O que é o jornalismo de soluções, presente nesta reportagem
É uma prática jornalística que abre espaço para o debate de saídas para problemas relevantes, com diferentes visões e aprofundamento dos temas. A ideia é, mais do que apresentar o assunto, focar na resolução das questões, visando ao desenvolvimento da sociedade.
Em meio à crise de saúde que mantém aulas presenciais suspensas para 1,2 bilhão de alunos no mundo, segundo a Organização das Nações Unidas para a Educação, a Ciência e a Cultura (Unesco), a disparidade de acesso à internet aumenta ainda mais a desigualdade entre escolas públicas e privadas. Há, contudo, governos que adotaram saídas para mitigar prejuízos aos mais pobres – a prefeitura de Candelária é um exemplo.
Há consenso entre especialistas de educação que, neste momento, governos precisam oferecer comida aos mais pobres, aulas em todas as plataformas possíveis (incluindo TV, rádio, internet e apostilas impressas), assegurar o acesso à internet e ainda oferecer um site que concentre oferta de conteúdos. Outra solicitação era adiar o Exame Nacional de Ensino Médio (Enem), algo que o governo Jair Bolsonaro fez nesta quarta-feira (20), após a insistência de secretários estaduais de educação, ONGs e pesquisadores.
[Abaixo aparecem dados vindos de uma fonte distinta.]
PR #2873, opened 2026-05-20
Polecat 4.0.0-rc.1 + cut 6.0.0-rc.1 + fix EF Core saga concurrency test (follow-up to #2872)

jeremydmiller:
## Why

PR #2872 was merged at its **first commit only**, before three follow-up fixes landed. This PR carries the stranded work and fixes `main`'s currently-red `efcore` CI.

## Contents

1. **Polecat `4.0.0-alpha.10` → `4.0.0-rc.1`** + version cut to **`6.0.0-rc.1`** (first 6.0 release candidate; changelog entry added in `Directory.Build.props`). Polecat rc.1 carries the same constant relocation as the rest of the stack — `Polecat.Tenancy.DefaultTenantId` is gone, so both `Wolverine.Polecat` subscription relays now use `JasperFx.StorageConstants.DefaultTenantId`.

2. **Fix `EfCoreTests.Optimistic_concurrency_with_ef_core`** (currently failing on `main`). The test set the concurrency-token `OriginalValue` to a boxed `long` (`999L`); EF Core unboxes against the property's CLR type, which is `int` again after the permanent `Saga.Version` revert, so the `long` failed to unbox. Reverted to `999`. Verified passing locally against SQL Server.

3. **Migration-docs correction.** `docs/guide/migration.md` documented a `Saga.Version` int→long widening and told users to drop `new int Version` shadows / make wire-format changes. `Saga.Version` is `int` in both 5.x and 6.0 — no type change — so the table row and section were removed and the stale `RevisionedSaga.cs` comment fixed.

## ⚠️ Known blocker (NOT fixed here — lives in Marten)

The `marten` CI job fails on a **Marten 9.0.0-rc.1 regression**, independent of this PR:

```
System.ArgumentNullException: Value cannot be null. (Parameter 'distributor')
  at JasperFx.Events.Daemon.ProjectionCoordinatorBase..ctor(IProjectionDistributor distributor, ...)
  at Marten.Events.Daemon.Coordination.ProjectionCoordinator..ctor(DocumentStore store, ILogger logger)
  at MartenTests.AncillaryStores.bootstrapping_ancillary_marten_stores_with_wolverine.projection_coordinator_from_marten()
```

Resolving `IProjectionCoordinator<TAncillaryStore>` constructs Marten's `ProjectionCoordinator` with a null `IProjectionDistributor`. Deterministic (fails both retries), and `9.0.0-rc.1` is the newest Marten rc, so there's no published fix. **This blocks the 6.0.0-rc.1 NuGet publish** until Marten ships a fix.

Full `wolverine.slnx` builds clean (0/0). `efcore` goes green with this PR; `marten` stays red on the dependency bug above.

### DIFF
--- a/Directory.Build.props
+++ b/Directory.Build.props
@@ -61,8 +61,21 @@
                      IEventSlice<T>.Aggregate -> IEventSlice<T>.Snapshot
                      ProjectionBase.ProjectionName -> Name
                      ProjectionBase.CacheLimitPerTenant -> Options.CacheLimitPerTenant
+          rc.1:    First 6.0 release candidate. Critter Stack 2026 rc pin matrix
+                   (PR #2872):
+                     JasperFx / .RuntimeCompiler / .SourceGeneration / .Events
+                       (+ .Events.SourceGenerator)     alpha.* -> 2.0.0-rc.2 / 5.0.0-rc.2
+                     Marten / .AspNetCore / .Newtonsoft alpha.4 -> 9.0.0-rc.1
+                     Weasel.* (7 packages)             alpha.7 -> 9.0.0-rc.1
+                     Polecat                           alpha.10 -> 4.0.0-rc.1
+                   JasperFx 2.0 rc split numeric versioning into IRevisioned.Version
+                   (int) and ILongVersioned.Version (long); Saga.Version reverts to
+                   int (permanent) so sagas implement IRevisioned directly, and
+                   event-stream-versioned aggregates implement ILongVersioned. rc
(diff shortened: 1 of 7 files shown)


jeremydmiller:
The `marten` CI red on this PR is the Marten 9.0.0-rc.1 `ProjectionCoordinator` null-distributor regression (ancillary stores). Fix is up at JasperFx/marten#4535 — needs a Marten 9.0.0-rc.2 before this can re-pin and the 6.0.0-rc.1 publish can go out.

PR #2922, opened 2026-05-27
No message in wolverine_incoming_envelopes table when using aggregate handler

JurJean:
I think I found a bug where no message is stored in wolverine_incoming_envelopes when using an aggregate handler using the marten integration. I have reproduced my expectation in a unit test.

My colleague found out that when you put `await documentSession.SaveChangesAsync().ConfigureAwait()` at the end of the generated handler, the message is does actually appear in the table.

### DIFF
--- a/src/Persistence/MartenTests/Bugs/Bug_aggregate_does_not_publish.cs
+++ b/src/Persistence/MartenTests/Bugs/Bug_aggregate_does_not_publish.cs
@@ -1,0 +1,129 @@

— Nesses tempos de pandemia, temos um risco enorme de aumentar as desigualdades. Por isso, é muito importante que os gestores mantenham alguma aprendizagem em casa, sabendo que não será da forma mais perfeita. Vários estão usando televisão, plataformas online para quem consegue acessar e cadernos com roteiro de estudo — resume Claudia Costin, diretora do Centro de Excelência e Inovação em Políticas Educacionais da Fundação Getúlio Vargas (FGV) e uma das maiores especialistas educacionais do país.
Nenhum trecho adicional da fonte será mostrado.